[Stored data]
PR #2424, opened 2024-09-03
Prequeries RAG strategy

lferran:
### Description

This PR extends the RAG strategies on the `/ask` endpoint with the `prequeries` one, which allows to specify up to 10 retrieval queries that will be used to craft the context for the LLM. The API allows to set weights to each of these queries to give more relevance to some queries than others.

Example payload:

```json
{
    "query": "Is Sebastian Iwasaki older than Julie Dubela?",
    "features": [
        "semantic"
    ],
    "debug": true,
    "rag_strategies": [
        {
            "name": "prequeries",
            "queries": [
                {
                    "request": {
                        "query": "Julie Dubela",
                        "min_score": 0.7
                    },
                    "weight": 1
                },
                {
                    "request": {
                        "query": "Sebastian Iwasaki",
                        "min_score": 0.7
                    },
                    "weight": 1
                }
            ]
        }
    ]
}
```

### How was this PR tested?
Integration, unit and local tests


nucliadb/src/nucliadb/search/search/find_merge.py
```diff
@@ -115,31 +115,13 @@ async def set_resource_metadata_value(
...
-        for key in self.boosted_items:
-            if key in returned:
-                continue
-            returned.add(key)
-            yield key
-
-        for key in self.items:
-            if key in returned:
-                continue
-            returned.add(key)
```
lferran, line 142: this wasn't being used in the codebase, so I removed it and simplified the class

nucliadb/src/nucliadb/search/search/find_merge.py
```diff
@@ -115,31 +115,13 @@ async def set_resource_metadata_value(
...
+        for key, _ in sorted(self.items.items(), key=lambda value: value[1], reverse=True):
```
jotare, line 124: Maybe we can remove the `Orderer` class, as there's only one ordering algorithm, a function may be enough

nucliadb/src/nucliadb/search/settings.py
```diff
@@ -36,6 +36,11 @@ class Settings(DriverSettings):
         title="Slow node query log threshold",
         description="The threshold in seconds for logging slow node queries",
     )
+    prequeries_max_parallel: int = Field(
```
jotare, line 39: Just wondering, should we implement a semaphore for search in general? I feel we have a lot of semaphores with different numbers per search and it's kind of difficult to know how many asyncio tasks a search is spawning

nucliadb/src/nucliadb/search/search/chat/prompt.py
```diff
@@ -721,7 +722,9 @@ class PromptContextBuilder:
     def __init__(
         self,
         kbid: str,
-        find_results: KnowledgeboxFindResults,
+        main_results: KnowledgeboxFindResults,
+        prequeries_results: Optional[list[PreQueryResult]] = None,
+        main_query_weight: float = 1.0,
```
jotare, line 727: I think this value should be more visible to the user, either with documentation or with a parameter.

Pre-query weights are a percentage, so 1 and 2 is the same as 10 and 20. But the result order will be different for the main query depending on the pre-query weights

lferran: there is a parameter in fact! I also add param documentation. let me know if its not clear enough.

and yes, the weight of the main query is just like any other prequery

nucliadb/src/nucliadb/search/settings.py
lferran: IMO it's fine to have different semaphores. Each task is different in nature: it's not the same querying to pinecone than fetching metadata from postgres, so I think it does make sense to have different settings.

nucliadb/src/nucliadb/search/search/find_merge.py
lferran: yup, agree!

lferran: removed

nucliadb/src/nucliadb/search/search/chat/prompt.py
jotare: Oh I missed it, sorry!

jotare (approved):

nucliadb/src/nucliadb/search/settings.py
jotare: I was thinking more about the overall number of tasks a search can create. Anyway, not related with the PR

PR #2433, opened 2024-09-05
Keyword Filtering

lferran:
### Description
Adds the ability to narrow down the text block retrieval step to only those documents that match the keyword filter expression.

Examples:

```json
{
    "query": "What is the average temperature?",
    "keyword_filters": ["Sevilla"]
}
```

This unlocks use-cases where users may want to filter by specific keywords that are not recognised as NERs by Nuclia because they are some custom ids or nomenclature (like product ids, or others).

More complex filtering use cases can also be achieved with the usual filtering logical expressions, for instance:

```json
{
    "query": "Which is the employee with the highest salary?",
    "keyword_filters": [
      {"any": ["Pepito", "Palotes", "Juanito"]}
    ]
}
```

### How was this PR tested?
Integration tests


nucliadb_texts2/tests/test_search.rs
```diff
@@ -97,13 +98,14 @@ fn test_prefilter_not_search() {
         paragraph_labels: HashSet::with_capacity(0),
     };
     let query = "{ \"not\": { \"literal\": \"/l/mylabel\" } }";
-    let expression = nucliadb_core::query_language::translate(query, &context).unwrap();
+    let expression = nucliadb_core::query_language::translate(Some(query), None, &context).unwrap();
```
jotare, line 101: Could be nice to add some test in the Rust side too, instead of setting the keyword filter always to `None`

nucliadb_core/src/query_language/mod.rs
```diff
@@ -186,41 +186,78 @@ fn split_mixed(expression: BooleanExpression, context: &QueryContext) -> NodeRes
...
-    let Json::Object(subexpressions) = serde_json::from_str(query)? else {
-        #[rustfmt::skip] return Err(node_error!(
-            "Unexpected query format {query}"
-        ));
-    };
-
-    let mut prefilter_queries = Vec::new();
+pub fn translate(
+    labels_query: Option<&str>,
+    keywords_query: Option<&str>,
```
jotare, line 196: Why are you passing this parameters directly instead of inside `QueryContext`?

nucliadb_core/src/query_language/mod.rs
```diff
@@ -186,41 +186,78 @@ fn split_mixed(expression: BooleanExpression, context: &QueryContext) -> NodeRes
...
-            prefilter_queries.push(splitted.fields_only);
-            search_queries.push(splitted.paragraphs_only);
-        } else if translation_report.has_field_labels {
-            prefilter_queries.push(translation_report.expression);
-        } else if translation_report.has_paragraph_labels {
-            search_queries.push(translation_report.expression);
+    // Translate labels query. Some of the labels are paragraph-type labels that need to be passed a search query.
+    if let Some(labels_query) = labels_query {
+        if !labels_query.is_empty() {
+            eprintln!("Labels query parsing: {labels_query}");
```
jotare, line 206: Use `tracing` macros instead of `eprintln`

nucliadb_models/src/nucliadb_models/search.py
```diff
@@ -1079,6 +1079,19 @@ class ChatRequest(BaseModel):
         title="Filters",
         description="The list of filters to apply. Filtering examples can be found here: https://docs.nuclia.dev/docs/rag/advanced/search/#filters",  # noqa: E501
     )
+    keyword_filters: Union[list[str], list[Filter]] = Field(
+        default=[],
+        title="Keyword filters",
+        description=(
+            "List of keyword filter expressions to apply to the retrieval step. "
+            "The text block search will only be performed on the documents that contain the specified keywords. "
```
jotare, line 1087: Could you make more clear than keyword can be a sentence? Add a longer example or a comment on it. It feels that each term should be a single word

nucliadb_core/src/query_language/mod.rs
lferran: sorry, this is a leftover from when I was debugging. I will delete it

nucliadb_core/src/query_language/mod.rs
lferran: I didn't want to refactor what was already done

nucliadb_models/src/nucliadb_models/search.py
lferran: Ok! I will add an example with a name + surname

jotare (approved):

PR #2439, opened 2024-09-09
Keyword filters polishments

lferran:
### Description
- Stricter validation, to avoid confusion of users (special characters are not supported)
- Fixed tantivy query parsing, to make all supported use cases work
- A bit of renaming 🙈 

### How was this PR tested?

### DIFF
--- a/nucliadb/src/nucliadb/search/search/filters.py
+++ b/nucliadb/src/nucliadb/search/search/filters.py
@@ -118,7 +118,7 @@ def is_paragraph_labelset_kind(labelset_id: str, classification_labels: knowledg
         return False
 
 
-def flat_filter_literals(filters: Union[list[str], dict[str, Any]]) -> list[str]:
+def flatten_filter_literals(filters: Union[list[str], dict[str, Any]]) -> list[str]:
     if isinstance(filters, list):
         return filters
     else:
--- a/nucliadb/src/nucliadb/search/search/filters.py
+++ b/nucliadb/src/nucliadb/search/search/filters.py
@@ -118,32 +118,32 @@ def is_paragraph_labelset_kind(labelset_id: str, classification_labels: knowledg
         return False
 
 
-def flat_filter_labels(filters: Union[list[str], dict[str, Any]]) -> list[str]:
+def flat_filter_literals(filters: Union[list[str], dict[str, Any]]) -> list[str]:
     if isinstance(filters, list):
         return filters
     else:
-        return list(iter_filter_labels_expression(filters))
+        return list(iter_filter_expression_literals(filters))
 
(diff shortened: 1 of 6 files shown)


nucliadb/src/nucliadb/search/search/filters.py
```diff
@@ -118,32 +118,32 @@ def is_paragraph_labelset_kind(labelset_id: str, classification_labels: knowledg
         return False
 
 
-def flat_filter_labels(filters: Union[list[str], dict[str, Any]]) -> list[str]:
+def flat_filter_literals(filters: Union[list[str], dict[str, Any]]) -> list[str]:
```
jotare, line 121: What about `flatten` instead of `flat`

nucliadb_texts2/src/query_io.rs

TASK OBJECTIVE:
Nothing but a number is asked for: how many lines of the records contain the word "same"?

SOLUTION FOR THIS EXERCISE:
2